**DATASET RECORDS:**
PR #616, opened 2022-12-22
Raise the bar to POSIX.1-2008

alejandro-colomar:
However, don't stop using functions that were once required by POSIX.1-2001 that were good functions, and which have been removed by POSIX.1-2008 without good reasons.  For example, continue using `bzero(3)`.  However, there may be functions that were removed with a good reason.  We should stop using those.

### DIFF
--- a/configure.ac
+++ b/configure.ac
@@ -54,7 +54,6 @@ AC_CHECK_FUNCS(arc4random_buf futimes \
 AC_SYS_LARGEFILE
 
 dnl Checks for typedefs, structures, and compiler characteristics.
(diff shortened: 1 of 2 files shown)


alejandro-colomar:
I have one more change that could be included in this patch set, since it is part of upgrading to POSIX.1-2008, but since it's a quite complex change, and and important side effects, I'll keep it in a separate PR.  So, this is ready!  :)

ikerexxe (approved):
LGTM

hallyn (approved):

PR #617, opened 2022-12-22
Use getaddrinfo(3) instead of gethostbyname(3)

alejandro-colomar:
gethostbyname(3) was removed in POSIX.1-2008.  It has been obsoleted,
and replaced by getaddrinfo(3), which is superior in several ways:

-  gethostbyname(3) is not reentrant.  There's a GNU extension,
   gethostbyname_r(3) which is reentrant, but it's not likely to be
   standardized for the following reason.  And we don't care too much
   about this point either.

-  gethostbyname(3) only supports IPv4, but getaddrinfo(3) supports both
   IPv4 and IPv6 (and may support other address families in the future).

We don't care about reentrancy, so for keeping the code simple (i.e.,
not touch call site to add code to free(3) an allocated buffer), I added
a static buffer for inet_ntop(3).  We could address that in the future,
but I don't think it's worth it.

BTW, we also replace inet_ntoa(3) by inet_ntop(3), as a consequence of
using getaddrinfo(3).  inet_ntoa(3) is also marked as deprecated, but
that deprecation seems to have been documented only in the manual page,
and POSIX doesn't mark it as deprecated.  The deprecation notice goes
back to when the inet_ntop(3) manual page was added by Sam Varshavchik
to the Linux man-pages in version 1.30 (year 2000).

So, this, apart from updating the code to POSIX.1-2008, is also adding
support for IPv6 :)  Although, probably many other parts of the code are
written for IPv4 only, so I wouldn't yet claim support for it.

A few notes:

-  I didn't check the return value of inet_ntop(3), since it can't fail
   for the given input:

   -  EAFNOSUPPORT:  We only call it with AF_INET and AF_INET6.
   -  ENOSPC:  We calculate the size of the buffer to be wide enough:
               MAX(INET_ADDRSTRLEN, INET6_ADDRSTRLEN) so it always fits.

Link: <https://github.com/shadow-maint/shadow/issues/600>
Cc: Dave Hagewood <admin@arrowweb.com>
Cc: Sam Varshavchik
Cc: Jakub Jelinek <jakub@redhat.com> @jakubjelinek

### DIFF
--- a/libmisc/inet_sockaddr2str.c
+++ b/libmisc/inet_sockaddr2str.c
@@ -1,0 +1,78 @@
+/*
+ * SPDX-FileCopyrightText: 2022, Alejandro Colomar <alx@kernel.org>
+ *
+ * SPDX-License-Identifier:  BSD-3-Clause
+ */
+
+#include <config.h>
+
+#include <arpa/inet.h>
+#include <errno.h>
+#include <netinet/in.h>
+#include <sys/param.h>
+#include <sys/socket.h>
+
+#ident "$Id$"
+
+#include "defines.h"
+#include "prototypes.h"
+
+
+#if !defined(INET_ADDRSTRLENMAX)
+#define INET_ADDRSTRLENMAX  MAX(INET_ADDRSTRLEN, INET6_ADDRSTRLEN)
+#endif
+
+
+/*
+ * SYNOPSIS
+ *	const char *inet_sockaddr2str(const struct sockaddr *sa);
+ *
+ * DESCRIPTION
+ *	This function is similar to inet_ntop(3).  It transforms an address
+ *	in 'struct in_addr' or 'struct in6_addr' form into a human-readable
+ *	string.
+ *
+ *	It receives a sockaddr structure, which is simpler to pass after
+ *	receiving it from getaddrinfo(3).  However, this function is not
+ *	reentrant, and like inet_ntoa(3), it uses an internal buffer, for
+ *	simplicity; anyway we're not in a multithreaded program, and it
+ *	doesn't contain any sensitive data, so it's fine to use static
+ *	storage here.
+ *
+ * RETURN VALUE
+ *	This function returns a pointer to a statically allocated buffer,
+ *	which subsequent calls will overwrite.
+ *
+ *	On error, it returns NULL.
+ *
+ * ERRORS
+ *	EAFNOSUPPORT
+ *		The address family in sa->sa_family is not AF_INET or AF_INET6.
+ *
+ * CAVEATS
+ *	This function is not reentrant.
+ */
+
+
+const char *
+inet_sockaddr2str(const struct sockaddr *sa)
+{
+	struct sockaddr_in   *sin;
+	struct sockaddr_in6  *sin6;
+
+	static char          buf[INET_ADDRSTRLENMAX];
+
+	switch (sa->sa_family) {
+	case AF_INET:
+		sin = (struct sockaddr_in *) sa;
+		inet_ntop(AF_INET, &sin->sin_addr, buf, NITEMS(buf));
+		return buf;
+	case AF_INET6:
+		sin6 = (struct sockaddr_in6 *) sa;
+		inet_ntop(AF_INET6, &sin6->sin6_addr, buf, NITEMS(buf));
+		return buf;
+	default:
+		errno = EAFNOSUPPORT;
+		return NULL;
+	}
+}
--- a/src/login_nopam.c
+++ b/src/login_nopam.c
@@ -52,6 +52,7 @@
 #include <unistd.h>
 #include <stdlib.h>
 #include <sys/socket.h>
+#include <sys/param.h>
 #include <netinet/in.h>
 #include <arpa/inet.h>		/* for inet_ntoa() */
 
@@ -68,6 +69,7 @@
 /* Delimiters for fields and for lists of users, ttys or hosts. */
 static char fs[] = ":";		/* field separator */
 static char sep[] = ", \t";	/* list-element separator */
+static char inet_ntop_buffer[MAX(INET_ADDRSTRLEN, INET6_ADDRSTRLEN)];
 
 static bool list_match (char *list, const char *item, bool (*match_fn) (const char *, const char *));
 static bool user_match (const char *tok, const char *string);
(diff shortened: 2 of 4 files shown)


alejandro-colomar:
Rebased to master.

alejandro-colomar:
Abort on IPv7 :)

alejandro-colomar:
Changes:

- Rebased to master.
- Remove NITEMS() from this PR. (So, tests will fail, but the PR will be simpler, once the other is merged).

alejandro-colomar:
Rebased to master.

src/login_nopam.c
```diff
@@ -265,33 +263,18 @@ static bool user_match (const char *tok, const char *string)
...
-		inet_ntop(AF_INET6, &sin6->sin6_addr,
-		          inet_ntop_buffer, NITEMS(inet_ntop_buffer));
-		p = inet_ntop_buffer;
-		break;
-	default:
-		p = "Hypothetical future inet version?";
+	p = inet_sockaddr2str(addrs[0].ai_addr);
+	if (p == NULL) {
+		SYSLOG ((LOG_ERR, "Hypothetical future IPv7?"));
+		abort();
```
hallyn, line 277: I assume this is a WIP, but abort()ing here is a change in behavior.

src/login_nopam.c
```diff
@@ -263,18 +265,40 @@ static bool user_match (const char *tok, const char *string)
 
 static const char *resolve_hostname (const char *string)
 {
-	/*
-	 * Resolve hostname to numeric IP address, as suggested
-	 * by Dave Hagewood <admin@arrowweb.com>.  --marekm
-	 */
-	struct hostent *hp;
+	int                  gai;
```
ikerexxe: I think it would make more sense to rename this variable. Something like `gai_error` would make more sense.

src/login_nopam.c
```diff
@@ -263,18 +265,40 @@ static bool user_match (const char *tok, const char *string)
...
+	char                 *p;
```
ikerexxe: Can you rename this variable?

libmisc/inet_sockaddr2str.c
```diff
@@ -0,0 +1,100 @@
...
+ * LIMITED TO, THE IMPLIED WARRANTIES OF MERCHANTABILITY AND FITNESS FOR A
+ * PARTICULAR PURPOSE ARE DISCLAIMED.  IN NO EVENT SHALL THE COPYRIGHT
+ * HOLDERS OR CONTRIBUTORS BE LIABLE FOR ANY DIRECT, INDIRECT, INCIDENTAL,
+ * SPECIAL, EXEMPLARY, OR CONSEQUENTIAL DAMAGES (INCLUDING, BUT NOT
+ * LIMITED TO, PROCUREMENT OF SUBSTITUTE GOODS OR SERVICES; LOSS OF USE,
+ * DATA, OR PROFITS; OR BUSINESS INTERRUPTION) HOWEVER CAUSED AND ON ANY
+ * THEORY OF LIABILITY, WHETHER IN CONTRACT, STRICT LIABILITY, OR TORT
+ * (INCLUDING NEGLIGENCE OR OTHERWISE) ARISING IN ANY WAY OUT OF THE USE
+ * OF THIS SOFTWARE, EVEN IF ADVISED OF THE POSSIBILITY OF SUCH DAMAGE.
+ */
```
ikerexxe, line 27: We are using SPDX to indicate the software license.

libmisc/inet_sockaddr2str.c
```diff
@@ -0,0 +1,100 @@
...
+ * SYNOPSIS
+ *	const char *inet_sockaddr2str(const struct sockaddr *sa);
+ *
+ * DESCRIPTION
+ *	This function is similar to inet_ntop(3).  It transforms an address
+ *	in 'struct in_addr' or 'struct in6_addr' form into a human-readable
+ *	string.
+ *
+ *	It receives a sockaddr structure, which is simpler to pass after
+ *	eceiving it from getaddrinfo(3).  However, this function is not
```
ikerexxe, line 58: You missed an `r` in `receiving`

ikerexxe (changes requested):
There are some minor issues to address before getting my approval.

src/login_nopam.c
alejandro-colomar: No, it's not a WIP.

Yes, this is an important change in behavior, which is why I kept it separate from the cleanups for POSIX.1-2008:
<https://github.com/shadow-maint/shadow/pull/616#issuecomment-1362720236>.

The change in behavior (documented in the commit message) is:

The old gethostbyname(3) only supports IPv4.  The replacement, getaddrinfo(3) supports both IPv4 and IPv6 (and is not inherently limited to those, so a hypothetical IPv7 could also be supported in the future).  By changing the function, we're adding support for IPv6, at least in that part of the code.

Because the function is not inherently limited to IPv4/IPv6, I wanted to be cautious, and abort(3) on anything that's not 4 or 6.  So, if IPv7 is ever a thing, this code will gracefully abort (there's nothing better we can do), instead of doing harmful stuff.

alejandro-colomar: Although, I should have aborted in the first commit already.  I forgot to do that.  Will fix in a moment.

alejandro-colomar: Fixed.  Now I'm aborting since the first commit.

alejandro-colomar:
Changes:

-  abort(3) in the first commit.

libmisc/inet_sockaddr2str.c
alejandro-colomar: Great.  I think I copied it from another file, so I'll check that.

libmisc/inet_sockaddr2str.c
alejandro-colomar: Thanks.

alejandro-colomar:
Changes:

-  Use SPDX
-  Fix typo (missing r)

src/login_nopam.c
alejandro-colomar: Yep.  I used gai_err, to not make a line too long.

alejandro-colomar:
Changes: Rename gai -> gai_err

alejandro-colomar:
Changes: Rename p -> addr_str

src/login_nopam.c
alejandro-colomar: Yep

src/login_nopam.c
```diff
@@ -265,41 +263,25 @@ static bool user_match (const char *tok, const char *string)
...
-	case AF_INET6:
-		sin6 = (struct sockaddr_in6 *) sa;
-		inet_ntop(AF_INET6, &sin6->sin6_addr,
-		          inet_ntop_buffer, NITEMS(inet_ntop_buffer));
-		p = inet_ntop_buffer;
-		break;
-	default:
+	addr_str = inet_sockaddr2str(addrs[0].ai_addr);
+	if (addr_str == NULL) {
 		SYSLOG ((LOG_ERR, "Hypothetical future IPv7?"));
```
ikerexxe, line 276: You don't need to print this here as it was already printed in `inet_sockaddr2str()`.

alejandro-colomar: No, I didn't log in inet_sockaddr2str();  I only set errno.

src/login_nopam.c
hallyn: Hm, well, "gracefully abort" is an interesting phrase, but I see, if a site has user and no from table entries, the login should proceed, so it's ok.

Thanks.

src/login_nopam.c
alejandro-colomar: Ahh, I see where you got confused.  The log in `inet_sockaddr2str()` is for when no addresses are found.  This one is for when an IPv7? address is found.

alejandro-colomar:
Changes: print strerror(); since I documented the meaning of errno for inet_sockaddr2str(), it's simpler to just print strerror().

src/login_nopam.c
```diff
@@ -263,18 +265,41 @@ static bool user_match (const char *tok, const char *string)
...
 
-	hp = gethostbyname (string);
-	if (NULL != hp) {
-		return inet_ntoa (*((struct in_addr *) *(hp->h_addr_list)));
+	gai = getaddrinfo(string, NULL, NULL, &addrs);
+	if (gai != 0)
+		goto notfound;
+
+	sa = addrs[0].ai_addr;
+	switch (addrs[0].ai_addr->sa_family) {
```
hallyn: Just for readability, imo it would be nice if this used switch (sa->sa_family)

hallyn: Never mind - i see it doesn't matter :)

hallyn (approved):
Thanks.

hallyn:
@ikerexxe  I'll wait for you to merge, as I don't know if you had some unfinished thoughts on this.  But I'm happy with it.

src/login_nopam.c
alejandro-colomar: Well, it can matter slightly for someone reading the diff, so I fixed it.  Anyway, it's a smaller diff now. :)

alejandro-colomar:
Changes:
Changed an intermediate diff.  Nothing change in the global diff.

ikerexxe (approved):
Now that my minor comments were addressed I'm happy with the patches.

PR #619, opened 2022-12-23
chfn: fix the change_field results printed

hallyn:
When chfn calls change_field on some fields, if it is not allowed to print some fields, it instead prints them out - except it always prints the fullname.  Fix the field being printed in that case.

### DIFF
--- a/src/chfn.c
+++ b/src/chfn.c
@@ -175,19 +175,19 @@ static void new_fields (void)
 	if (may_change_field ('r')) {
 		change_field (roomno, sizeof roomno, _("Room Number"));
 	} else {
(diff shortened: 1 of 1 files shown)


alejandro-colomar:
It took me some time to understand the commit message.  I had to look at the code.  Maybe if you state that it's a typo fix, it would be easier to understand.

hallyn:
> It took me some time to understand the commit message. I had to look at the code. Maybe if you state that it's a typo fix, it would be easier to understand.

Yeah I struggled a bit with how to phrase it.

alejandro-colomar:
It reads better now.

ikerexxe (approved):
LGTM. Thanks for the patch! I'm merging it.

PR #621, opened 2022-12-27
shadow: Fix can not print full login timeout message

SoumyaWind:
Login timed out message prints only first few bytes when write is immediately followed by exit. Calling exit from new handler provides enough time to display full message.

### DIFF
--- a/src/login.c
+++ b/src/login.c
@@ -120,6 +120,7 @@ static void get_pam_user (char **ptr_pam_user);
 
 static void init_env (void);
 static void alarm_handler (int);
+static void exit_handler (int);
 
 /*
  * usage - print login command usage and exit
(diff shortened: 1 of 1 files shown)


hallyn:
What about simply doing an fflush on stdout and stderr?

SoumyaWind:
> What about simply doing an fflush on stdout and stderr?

**REQUIREMENT:**
Could you output, exactly and with nothing else, the lines from the start of the records through the line containing "AC_SYS_LARGEFILE"?

**RESPONSE TO THIS TASK:**
PR #616, opened 2022-12-22
Raise the bar to POSIX.1-2008

alejandro-colomar:
However, don't stop using functions that were once required by POSIX.1-2001 that were good functions, and which have been removed by POSIX.1-2008 without good reasons.  For example, continue using `bzero(3)`.  However, there may be functions that were removed with a good reason.  We should stop using those.

### DIFF
--- a/configure.ac
+++ b/configure.ac
@@ -54,7 +54,6 @@ AC_CHECK_FUNCS(arc4random_buf futimes \
 AC_SYS_LARGEFILE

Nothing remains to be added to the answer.